= Hip-hop skit =

Type of comedy sketch performed on hip-hop albums

A hip-hop skit is a form of sketch comedy that appears on a hip-hop album or mixtape, and is usually written and performed by the artists themselves. Skits can appear on albums or mixtapes as individual tracks, or at the beginning or end of a song. Some skits are part of concept albums and contribute to an album's concept. Skits also occasionally appear on albums of other genres.

==History and style==
3 Feet High and Rising, the 1989 debut album by De La Soul, is generally regarded as the album that popularized the hip-hop skit. Prince Paul, producer of 3 Feet High and Rising, has described the group's intent with their skits as follows:

Rap records always had some dialogue in them, like, 'Hey, man, I'm gonna smack you in the face,' or, 'Yo... let's get it!' but they weren't sketches with a whole vibe to them. We did it to fill that void, to give our album some structure. It was just something we tried out and it evolved. We never thought it would become a rap album staple.

Skits came to be widespread in hip-hop albums throughout the 1990s. They were frequently employed to help establish an album's prevailing mood, or to contextualize the artist's background and lifestyle. Common categories of skit include violent confrontations, sexual encounters, and "answering machine vignettes". Skits have also been seen as a venue to add levity to albums, especially as the rise of gangsta rap made humor less common in the songs themselves. Despite their prevalence, skits have been controversial with audiences. They have often been accused of being filler designed to pad out an album's runtime and tracklist. The humor in skits has also been criticized as being frequently crass or offensive.

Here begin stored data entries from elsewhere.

Issue #20, opened 2018-04-16
Warning for inverted QR codes (when background color is dark and foreground light)


rugk:
Similar to https://github.com/rugk/offline-qr-code/issues/19 there should be warning. But this time, it should just say that you can only scan such inverted Qr codes with some QR code readers (e.g. Android "Barcode reader" with a special option).

Maybe also create a wiki page (or FAQ?), for such a thing and explain how to scan it.

Depends on https://github.com/rugk/offline-qr-code/issues/19

LMLB:
I have separated the luminance calculation into it's own function in [the gist I posted in that issue](https://gist.github.com/LMLB/47cb7997f9e7e4cf1f1052f80f93b195).

rugk:
Great, but did you see that @ENT8R already created an own PR, which includes the contrast (and thus, as it seems luminance) calculation: https://github.com/rugk/offline-qr-code/pull/86/files#diff-91ba5f4df12e1b6b0629662164b3f14eR245?
(Although I'd think for code style reasons, your version really looks better, so @ENT8R you use that. Of course, you can also give @LMLB push access to that branch.)

But as for this issue (i.e. "finding out which color is dark/light") I don't think we need a new function for that luminance thing. Could not the contrast ratio calculation just return `-3` or `+3` (or speaking in general terms `-x`/`+x`) depending on in which order the colors are compared?
But if it is cleaner or easier with that additional functions, so be it. :smile:

rugk:
Sounds good…

rugk:
BTW, @LMLB, – I know, I am a bit late –, but if you wanna do a PR, feel free to do so.

But I've got some other color issues in this repo, too. :smile:

rugk:
I am assuming you will do no PR, @LMLB.

PR #86, opened 2018-05-19
Add warning for low contrast and equal colors

### LINKED ISSUE #19: Warning when settings are low-contrast for QR codes
There should be a warning setting when the contrast of the background/foreground colors is too low. It should say that scanning QR codes with such a low contrast may not be possible.

I guess as one needs to use some color comparison, this issue could be a bit complicated and maybe a new library needs to be introduced. So sharing your ideas before making a PR would be appreciated.

Requires:
* the warning error message is not completely, so this would need. As with the others, use FF Photon icons.
* warning message should be shown immediately, but should not block saving the information; i.e. just show it, but
* warning message may be dismissable or not (I'd rather prefer not, as the warning is obviously always applicable.) If not, it must be shown again when the settings are opened another time, of course.
   Or you could save the dismissable status, but that would be some more work.

### LINKED ISSUE #83: Implement (styling of) warning message
Currently I had no use for showing a warning message, but that may change.

In any case, I think, it is useful for the future.

The JS stuff is already implemented as far as I see (but test it, nevertheless!). It uses the element with id `messageWarning` for warning messages.

What needs to be done is:
* look at how other messages are implemented/added and do it the same for the warning message
* adhere to the design guide for message bars: https://design.firefox.com/photon/components/message-bars.html
* test that thing with some warning message – maybe you even find a place, where it could be useful to add one

ENT8R:
This PR fixes #19 
**Edit:** it also fixes #83 
I'm not sure what should be the best contrast ratio (currently it is 4 because the tests I've done with https://dequeuniversity.com/rules/axe/2.2/color-contrast returned that 4 is OK if the text is not too small...)
The amount can be changed here: 
https://github.com/ENT8R/offline-qr-code/blob/819d68d403137df93eda018b10553e35e1e010fd/src/options.js#L217

screenshot 4
screenshot 3


rugk:
Great PR! From a first look at the code it looks good.

And it seems you also fixed https://github.com/rugk/offline-qr-code/issues/83 (you may add it to the PR description here, so it is automatically closed).

As for the error message: good point to show an error if the color is exactly the same. However, you may show it even earlier when it is not at all readable by a qr code scanner at all even if some text would still be visible to the human eye with that contrast.

So could you maybe do some tests with some qr code scanners to see at which contrast ratio a qr code can still be scanned. (Or maybe you find an official document/spec, which suggests a minimum contrast)

So the levels should maybe be like:
* warning: may not be scannable by, say, >50% of most qr code scanners
* errors: certainly not scannable even with most good mobile qr code scanners

BTW, if you want, you can make use of the new "action buttons" I've implemented for messages. Maybe reset the last changed color? Or automatically calculate a good color, like the exact contrast color? That would make the error messages even Moor helpful.

Remember there is also https://github.com/rugk/offline-qr-code/issues/20, which is very similar and may be accomplished with the same code or just a minor change, or so.

src/common/common.js
```diff
@@ -732,7 +732,7 @@ const MessageHandler = (function () {// eslint-disable-line no-unused-vars
         if (typeof args[0] === "boolean") {
             isDismissable = args.shift();
         }
-        if (typeof args[0] !== undefined && args[0].text !== undefined && args[0].action !== undefined) {
+        if (typeof args[0] !== "undefined" && args[0].text !== "undefined" && args[0].action !== "undefined") {
```
rugk: In ES6 it is no longer needed to compare the typeof value to the string of `undefined` explicitly. See https://stackoverflow.com/questions/34596489/es2015-2016-way-of-typeof-varname-undefined#34596516

src/common/common.js
```diff
@@ -770,7 +770,7 @@ const MessageHandler = (function () {// eslint-disable-line no-unused-vars
 
             elActionButton.textContent = browser.i18n.getMessage(actionButton.text) || actionButton.text;
             elActionButton.classList.remove("invisible");
-        } else {
+        } else if (elActionButton) {
```
rugk: Oh, good point! 

Dismiss icon (https://github.com/rugk/offline-qr-code/pull/86/files#diff-ccdc4da75e7ac1061a8cc0851e3c7122R751) needs the same adjustments. (but I can also do them by myself)

src/common/common.js
ENT8R: Mmh... But it gave me an error and when I printed `typeof args[0] !== undefined` it returned `false` even if the array was empty. And `typeof args[0] !== "undefined"` returned `true`...

ENT8R:
> So could you maybe do some tests with some qr code scanners to see at which contrast ratio a qr code can still be scanned.

I just tested it with Zxing and it scanned even codes with a contrast ratio of below 2 (1 is the lowest possible value). The only problem were inverted codes (which could not be scanned at all below a contrast ratio of 5) but that should be covered with #20... I will do now some more tests with other applications.

src/common/common.js
rugk: Firefox 60:

grafik

rugk: And and yeah… it's wrong. As https://stackoverflow.com/questions/34596489/es2015-2016-way-of-typeof-varname-undefined#34596516 says, we may better not use that "typeof" for it anyway. In ES6 one can just check whether it is undefined directly.
So better not use `typeof`.

rugk:
> The only problem were inverted codes (which could not be scanned at all below a contrast ratio of 5) but that should be covered with #20...

Indeed, also Zxing ("Barcode Reader") is one of the few apps, that actually support scanning inverted QR codes. You have to enable it in the options.

src/common/common.js
ENT8R: Alright. I will change that.

src/options.js
```diff
@@ -200,11 +202,81 @@ const OptionHandler = (function () {
...
+    }
+
+    /**
+     * Converts a hex color string to RGB.
+     *
+     * @name   OptionHandler.hexToRgb
+     * @function
+     * @private
+     * @param  {string} hex
+     * @returns {Array}
```
rugk: this function can also return `null` as it seems…

src/options.js
```diff
@@ -200,11 +202,81 @@ const OptionHandler = (function () {
...
+     */
+    function hexToRgb(hex) {
+        const result = /^#?([a-f\d]{2})([a-f\d]{2})([a-f\d]{2})$/i.exec(hex);
+        return result ? [
```
rugk: Uh, splitting the conditional operator on multiple lines? Better use a traditional `if` here.

ENT8R:
> Or maybe you find an official document/spec, which suggests a minimum contrast

I found no official document. All I found just said that the contrast should not be too low 😄 
But based on my tests with 3 other apps besides Zxing I will show the warning when the contrast ratio is below 6 and the error if the ratio is below 3. But if somebody has other experiences, those values can be changed easily...

> Or automatically calculate a good color, like the exact contrast color?

Do you mean the [opposite color](https://stackoverflow.com/a/35970186/8575129) of the QR code (or the background)?

rugk:
> I will show the warning when the contrast ratio is below 6 and the error if the ratio is below 3.

Okay, so I need some practical examples for that…

This is 6:
grafik

grafik

grafik

So for the same color examples it may be okay for the user, but the QR code scanner is what matters, so I also tested some colors…

Below 2 it stopped for most of my QR code scanners:

grafik
grafik

Around 2 it differed… Funnily particularly ZXing was bad at it. Another scanner took some seconds…


grafik

Around 3 (image above) even ZXing got it, but took some seconds…

Around 4 all got it, but actually the perceieved contrast one would imagine is quite good– and it looks great from a design point of view:
grafik


However, I had a quite good light conditions (no darker screen) here, this may also come into effect.

----

So I think 6 is way too much to require. However, it also depends on the light source…
In general we might not want to limit that contrast ratio to integers anyway.

So maybe we need a less scary message. So can you:
* make `contrast` return a float
* introduce a simple "info message" (no warning, just a small note), for say – lower than 4.5 (that's WCAG 2.0 level AA for small text, BTW)
* a warning for smaller than 3:1 (that's WCAG 2.0 level AA for large text, BTW)
* and an error for <2

Otherwise please explain the tests you did again, I just did some few I just listed. Of course, if we want a realistic result we need more tests. Please explain the results you had in more detail, maybe we can adjust the number again or my tests were flawed (did not test low screen brightness e.g.).
I want to avoid showing too much errors and prevent some nice-looking QR codes, but of course they should stil be scannable by the majority of QR code scanners in most of the situations.

-----

> Do you mean the opposite color of the QR code (or the background)?

Yeah.

rugk:
BTW this color stuff get's much if you want to also implement support for opposite color there. So maybe you could split that color stuff (only that color caluclation/etc.) into it's own module. (Could be in commons.js or in options.js – does not really matter, as we currently won't use it anywhere else than in the options, but it will be restructured into `import` modules of Firefox 60 anyway, soon.)

ENT8R:
It was a little bit more work than I thought but now there is a small button next to each message which (when clicked) calculates the complementary color of the QR code and sets the calculated color as the new background of the code automatically.

> Otherwise please explain the tests you did again, I just did some few I just listed.

I just donwloaded 3 different QR code scanner apps and tried some random settings while seeing the contrast ratio value in the console. I think your tests were more extensive...

src/_locales/en/messages.json
```diff
@@ -62,14 +62,22 @@
...
+  "lowContrastRatioWarning": {
+    "message": "The contrast ratio between the QR code color and the background might be too low to be recognized by the most QR code readers",
+    "desription": "The warning shown when the contrast ratio is too low"
+  },
+  "lowContrastRatioError": {
+    "message": "The background and the foreground color are too similar.",
     "description": "The message shown when the color for the QR code and the background are equal"
   },
+  "messageAutoSelectColorButton": {
+    "message": "Calculate best contrast",
```
rugk: MAybe you can try to shorten this a bit?

Instead of calculate maybe just "Use". (That the JS has to calculate this is a technical detail the user does not even want to know. :smile:)
And instead of contrast maybe contrasting color? Or something else like "best color"? Remember it does not matter to be technically 100% accurate here, the user should just know what happens when they click the button.

Theoretically it could e.g. also be okay for the user to get some color variation (i.e. not 100%ly the contrast color, but a color, which has enough contrast, so the message goes away.)

src/options.js
```diff
@@ -200,6 +203,47 @@ const OptionHandler = (function () {
...
+                        Logger.logError("could not save option", option, ": ", error);
+                        MessageHandler.showError("couldNotSaveOption", true);
+                    }).finally(() => {
+                        applyOptionLive();
+                        elQrBackgroundColor.value = invertedColor;
+                    });
+                }
+            };
+
+            // breakpoints: https://github.com/rugk/offline-qr-code/pull/86#issuecomment-390426286
```
rugk: Oh and once we are at it. You can link to my comment, yes, but please still add comments for the colors, i.e. the accessibility guidelines I mentioned.

Or even better remember the "no magic numbers" rules. So put these numbers into constants. As they are color stuff not (only) related to the options handler, the best would be to use these as constants in the `Colors` module, i.e. make them "public constants". (add to `me` in that module)

ENT8R:
> Apart from that, there is one bigger: If you do it in the wrong way, you can display multiple messages:

Really? How does that work? I can't find the issue in the code currently 😄...

src/common/common.js
```diff
@@ -1372,6 +1372,110 @@ const RandomTips = (function () {// eslint-disable-line no-unused-vars
     return me;
 })();
 
+const Colors = (() => { // eslint-disable-line no-unused-vars
+    const me = {};
+
+    me.ContrastBreakpoints = {
+        A: 2,
```
rugk: No my numbers were not all the A/AA/AAA things…

But I'll change that by myself.

rugk:
You just change the colors again and again and thus "fix" them. When one message is shown, it does not go away unless you got no message at all… :smile: 

BTW I changed the constant there. And I could not find any contrast ratio definition for WCAG level A, I guess they start at level AA for contrasts.

rugk:
Any ETA on this?

ENT8R:
> Any ETA on this?

I think I fixed the issue where multiple messages where shown. Is there still something to do? I could not find anything...

rugk:
Merged in https://github.com/rugk/offline-qr-code/commit/313a5f6c61b7363ffc81929bf33aa4651a050666

PR #106, opened 2018-06-23
Fix remember last size

### LINKED ISSUE #102: Remember last size does work as expected
I changed the QR code size option to 'remember the last size' but it could not restore to the previous size on next launch.
Windows 10
Firefox 60.0.2

AmauriAires:
- Fixed #102 by adding variable initialClick.

### DIFF
--- a/src/popup/qrcode.js
+++ b/src/popup/qrcode.js
@@ -450,7 +450,6 @@ const UserInterface = (function () {
     // default/last size
     let qrLastSize = 200;
     let qrCodeSizeOption = {};
-    let initialClick = false;
 
     /**
      * Hide QR code and show placeholder instead.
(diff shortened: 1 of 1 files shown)


AmauriAires:
I have tried many things with the MutationObserver without success. I will leave this solution (or workaround) here for now. : )

rugk:
Hmm okay, did you try the workaround with `lateInit` I mentioned earlier? `lateInit` runs later than `init`, but not as late as the loading thing, which did not work. It may be that – to make the observer work – you should still create it in init, but only start in lateInit. (or something similar?)

rugk:
So I've looked into it and found a solution, which is a bit cleaner, but works more or less in the same way: https://github.com/rugk/offline-qr-code/commit/353192e67bac5872f1b3a9e016e1b6c679672723

Thanks for finding the actual problem/cause though.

Skits have declined in popularity in the twenty-first century. The advent of the MP3 format is widely attributed as being responsible for this decline, since the move from album-based listening to shuffleable music libraries made the presence of skits less desirable.

==Notable skits==

- De La Soul's 1991 album, De La Soul Is Dead, has been praised for its "postmodern" series of skits in which a group of bullies steal the album and deride its content.
- The "Deeez Nuuuts" skit on Dr. Dre's The Chronic has been recognized for its lasting popularity.
- The "Torture" skit at the start of the Wu-Tang Clan's song "Method Man" has been heralded for its over-the-top dark humor. This skit was later referenced in a Chappelle's Show sketch.
- Kendrick Lamar's 2012 album, Good Kid, M.A.A.D City, has been acknowledged as a 21st-century album that uses skits effectively. Throughout the album, these skits are presented as a series of voicemails from Kendrick's parents, which help to shape and contextualize the album's sequencing.